Contact Micah Walter for access to our elasticsearch and kibana 5.4 machines running on aws.

Live crontab

SHELL=/bin/bash
PATH=$PATH:/home/ubuntu/.nvm/versions/node/v9.2.1/bin
00 00 * * * cd /usr/local/barnes/projects/barnes-tms-extract && /bin/bash src/scripts/update_collection_data.sh

Data Model

The file located at config/mapping.json details the structure of the Elasticsearch index. The index is named collection and contains two object types, meta and object.

meta is a singleton

  • hasImportedCSV(Boolean) whether or not the elasticsearch index has ever successfully imported a CSV file
  • lastCSVImportTimestamp(timestamp) time of TMS export CSV that was last imported

object describes a piece in the collection

  • bibliography
  • classification -- eg Painting, Sculpture
  • copyright -- Unused, see objRightsTypeId
  • culture -- The culture that is the creator of the work, used in place of people sometimes
  • description -- Unused, but left in temporarily until short and long descriptions are filled in
  • dimensions -- Stored as plain text, so it's not possible to search for pieces with a specific width
  • exhHistory -- Exhibition history
  • highlight -- Whether or not the piece is currently highlighted
  • id -- Matches the TMS id, and is also the value of the _id field for this document
  • invno -- The inventory number of this collection object
  • locations -- Where in the Barnes this piece is stored
  • longDescription
  • medium
  • objRightsTypeId -- Enumerated constant, indicating the object rights bin into which this object falls
  • onView -- Whether or not the object is currently on view
  • people -- The creators of the work
  • period -- Estimated date. Stored as text and not used for sorting
  • room
  • shortDescription
  • provenance
  • title
  • wall -- north, south, east or west
  • visualDescription
  • imageSecret -- Uses the Flickr API standard, a key for all smaller than copyright size images
  • imageOriginalSecret - Uses the Flickr API standard, a key for the larger image size (4096 px)

Using elasticserch

The barnes-collection-www application is a good example for reading from the most recent complete Elasticsearch index. It looks for indices named collection_* and selects the index with the latest timestamp that also has content in the tags field on individual objects.
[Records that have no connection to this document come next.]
PR #183, opened 2019-09-12
Offline Imagery: Remove offline maps from menu

scolsen:
Temporarily removing offline maps from the nav menu, since the
functionality is disabled.

Not sure what your plans are for this, but in case you just want to completely nix the functionality from this build, this PR temporarily removes the offline maps menu option!


gino-m:
Thanks for the fix.

Issue #189, opened 2019-10-03
[Code health] Use data binding in all views


gino-m:
TODO:
- [x] EditRecordFragment
- [x] RecordListAdapter
- [x] FeatureSheetFragment
- [ ] TwoLineHeader

gino-m:
@shobhitagarwal1612 Could you kindly add/update any I missed in the description here?

gino-m:
> @shobhitagarwal1612 Could you kindly add/update any I missed in the description here?

Are these all the ones that are pending?

shobhitagarwal1612:
Sorry for the late reply. 

> @shobhitagarwal1612 Are these all the ones that are pending?

Yes

gino-m:
> Sorry for the late reply.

You can get a sorted list of the collection indices by running in Kibana Dev Tools:

GET _cat/indices/collection_*?v&s=index

The most recent index will be at the bottom of the list. It should contain around 2265 documents.

Resources

The Elasticsearch v5.4 documentation is unfortunately, the best resource we have found so far. Be aware that there are completely separate references for each version of Elasticsearch. If you locate solutions to problems through Google or StackOverflow, you will frequently be taken to a reference page for a different version than the one you’re using. Make sure to watch for that, so that you don’t get stuck trying a method that’s been deprecated or hasn’t been introduced in your version.

Clicking “View in Console” on any example queries in the docs will take you to your Kibana Dev Tools console and insert the query. This is very helpful.